##### Data extracts

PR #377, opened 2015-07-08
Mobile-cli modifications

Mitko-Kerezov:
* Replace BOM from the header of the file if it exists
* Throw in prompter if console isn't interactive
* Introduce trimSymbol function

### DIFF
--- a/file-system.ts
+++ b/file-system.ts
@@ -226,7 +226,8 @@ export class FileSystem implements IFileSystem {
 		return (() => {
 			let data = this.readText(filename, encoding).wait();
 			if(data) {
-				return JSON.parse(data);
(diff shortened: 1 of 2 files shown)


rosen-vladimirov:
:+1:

##########
##### Data extracts

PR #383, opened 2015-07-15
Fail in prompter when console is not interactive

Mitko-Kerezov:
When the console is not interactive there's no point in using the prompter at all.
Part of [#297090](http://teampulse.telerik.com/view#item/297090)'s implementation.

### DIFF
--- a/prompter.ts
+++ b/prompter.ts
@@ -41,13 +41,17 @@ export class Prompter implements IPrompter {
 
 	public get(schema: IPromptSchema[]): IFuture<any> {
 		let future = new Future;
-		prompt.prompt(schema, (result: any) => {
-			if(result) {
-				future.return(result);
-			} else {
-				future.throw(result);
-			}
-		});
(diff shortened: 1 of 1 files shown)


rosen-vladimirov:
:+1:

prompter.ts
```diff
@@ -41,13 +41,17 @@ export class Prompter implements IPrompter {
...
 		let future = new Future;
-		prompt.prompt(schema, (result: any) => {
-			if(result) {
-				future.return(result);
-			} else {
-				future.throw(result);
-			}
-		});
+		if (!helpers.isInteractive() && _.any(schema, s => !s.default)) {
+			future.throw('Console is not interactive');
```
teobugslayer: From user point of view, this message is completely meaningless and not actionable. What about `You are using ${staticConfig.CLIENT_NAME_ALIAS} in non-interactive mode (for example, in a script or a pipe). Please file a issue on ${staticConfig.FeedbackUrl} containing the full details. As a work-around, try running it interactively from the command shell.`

##########
##### Data extracts

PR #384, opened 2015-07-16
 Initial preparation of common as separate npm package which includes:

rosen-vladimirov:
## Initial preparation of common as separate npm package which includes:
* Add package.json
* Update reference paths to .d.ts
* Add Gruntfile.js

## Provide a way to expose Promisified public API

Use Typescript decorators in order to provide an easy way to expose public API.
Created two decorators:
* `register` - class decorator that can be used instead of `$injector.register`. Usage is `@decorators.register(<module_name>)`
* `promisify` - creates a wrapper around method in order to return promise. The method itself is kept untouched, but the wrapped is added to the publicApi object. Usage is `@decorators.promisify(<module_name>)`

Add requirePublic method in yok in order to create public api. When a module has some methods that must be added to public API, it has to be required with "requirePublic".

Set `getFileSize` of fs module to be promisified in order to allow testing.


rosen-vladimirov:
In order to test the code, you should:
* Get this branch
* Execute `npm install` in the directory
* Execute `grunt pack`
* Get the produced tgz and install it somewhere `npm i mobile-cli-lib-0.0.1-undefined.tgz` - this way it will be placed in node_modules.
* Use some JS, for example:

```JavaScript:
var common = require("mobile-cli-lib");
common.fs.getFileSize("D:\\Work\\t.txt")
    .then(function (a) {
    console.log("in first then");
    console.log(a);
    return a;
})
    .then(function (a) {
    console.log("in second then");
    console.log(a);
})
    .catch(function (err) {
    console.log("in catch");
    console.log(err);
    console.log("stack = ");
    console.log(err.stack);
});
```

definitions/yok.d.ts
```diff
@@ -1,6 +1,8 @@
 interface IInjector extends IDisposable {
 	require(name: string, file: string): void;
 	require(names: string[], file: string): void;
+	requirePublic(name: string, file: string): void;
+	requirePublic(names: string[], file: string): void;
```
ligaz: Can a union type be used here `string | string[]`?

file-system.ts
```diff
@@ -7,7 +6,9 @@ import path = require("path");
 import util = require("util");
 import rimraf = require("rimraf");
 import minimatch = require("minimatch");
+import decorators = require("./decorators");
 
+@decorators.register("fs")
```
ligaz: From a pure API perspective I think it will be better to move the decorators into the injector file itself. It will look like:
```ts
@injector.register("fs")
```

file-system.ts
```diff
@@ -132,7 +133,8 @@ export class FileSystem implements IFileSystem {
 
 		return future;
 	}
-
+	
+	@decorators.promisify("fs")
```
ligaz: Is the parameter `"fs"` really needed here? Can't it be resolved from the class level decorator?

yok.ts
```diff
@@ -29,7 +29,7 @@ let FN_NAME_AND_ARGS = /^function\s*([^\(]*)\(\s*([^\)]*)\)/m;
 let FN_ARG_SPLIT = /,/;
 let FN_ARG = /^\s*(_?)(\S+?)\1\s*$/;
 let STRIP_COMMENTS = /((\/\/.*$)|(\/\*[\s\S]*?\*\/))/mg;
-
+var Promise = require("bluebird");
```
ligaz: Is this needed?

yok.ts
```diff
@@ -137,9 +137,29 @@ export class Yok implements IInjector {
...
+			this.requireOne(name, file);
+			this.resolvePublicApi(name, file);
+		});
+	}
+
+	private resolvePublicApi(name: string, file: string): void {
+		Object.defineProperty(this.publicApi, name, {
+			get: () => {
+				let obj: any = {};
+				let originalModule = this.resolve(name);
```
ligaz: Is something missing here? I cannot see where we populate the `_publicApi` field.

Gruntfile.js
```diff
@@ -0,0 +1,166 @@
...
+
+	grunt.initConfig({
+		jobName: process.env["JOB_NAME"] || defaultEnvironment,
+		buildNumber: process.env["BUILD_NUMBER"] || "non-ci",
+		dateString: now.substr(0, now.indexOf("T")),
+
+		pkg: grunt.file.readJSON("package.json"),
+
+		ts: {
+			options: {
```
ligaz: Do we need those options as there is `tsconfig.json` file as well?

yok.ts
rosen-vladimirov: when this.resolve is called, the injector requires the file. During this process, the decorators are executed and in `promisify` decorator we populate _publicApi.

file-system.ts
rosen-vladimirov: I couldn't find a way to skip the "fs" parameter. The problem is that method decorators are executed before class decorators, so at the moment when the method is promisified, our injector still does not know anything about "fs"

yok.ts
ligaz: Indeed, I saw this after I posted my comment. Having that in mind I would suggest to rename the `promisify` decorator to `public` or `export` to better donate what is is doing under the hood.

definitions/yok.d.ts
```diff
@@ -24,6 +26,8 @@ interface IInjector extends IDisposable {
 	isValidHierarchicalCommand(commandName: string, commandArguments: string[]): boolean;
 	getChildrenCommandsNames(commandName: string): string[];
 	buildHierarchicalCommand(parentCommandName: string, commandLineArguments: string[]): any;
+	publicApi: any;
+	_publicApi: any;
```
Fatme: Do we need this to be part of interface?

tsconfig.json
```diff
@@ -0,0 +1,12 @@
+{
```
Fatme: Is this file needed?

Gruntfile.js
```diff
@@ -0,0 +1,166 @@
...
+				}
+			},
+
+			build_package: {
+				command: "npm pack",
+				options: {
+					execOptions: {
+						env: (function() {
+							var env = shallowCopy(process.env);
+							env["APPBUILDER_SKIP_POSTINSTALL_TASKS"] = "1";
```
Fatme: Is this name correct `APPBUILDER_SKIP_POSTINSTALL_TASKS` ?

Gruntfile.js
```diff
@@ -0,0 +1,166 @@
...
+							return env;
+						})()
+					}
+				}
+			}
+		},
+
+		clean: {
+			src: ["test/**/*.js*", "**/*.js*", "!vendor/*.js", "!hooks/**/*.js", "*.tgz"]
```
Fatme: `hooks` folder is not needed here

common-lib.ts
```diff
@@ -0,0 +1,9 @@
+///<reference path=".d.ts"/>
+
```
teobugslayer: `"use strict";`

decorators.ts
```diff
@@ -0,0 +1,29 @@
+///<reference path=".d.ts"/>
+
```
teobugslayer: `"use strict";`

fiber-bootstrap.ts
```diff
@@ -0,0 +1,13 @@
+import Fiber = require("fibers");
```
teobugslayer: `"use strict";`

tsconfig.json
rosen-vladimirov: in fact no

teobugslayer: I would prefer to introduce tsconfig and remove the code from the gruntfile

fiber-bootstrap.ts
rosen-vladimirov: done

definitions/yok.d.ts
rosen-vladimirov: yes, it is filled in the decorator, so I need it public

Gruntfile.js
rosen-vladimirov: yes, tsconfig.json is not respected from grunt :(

##########

Exercise directions: Find each line in the records above that contains "using", and copy it.

Solution to this exercise:
When the console is not interactive there's no point in using the prompter at all.
teobugslayer: From user point of view, this message is completely meaningless and not actionable. What about `You are using ${staticConfig.CLIENT_NAME_ALIAS} in non-interactive mode (for example, in a script or a pipe). Please file a issue on ${staticConfig.FeedbackUrl} containing the full details. As a work-around, try running it interactively from the command shell.`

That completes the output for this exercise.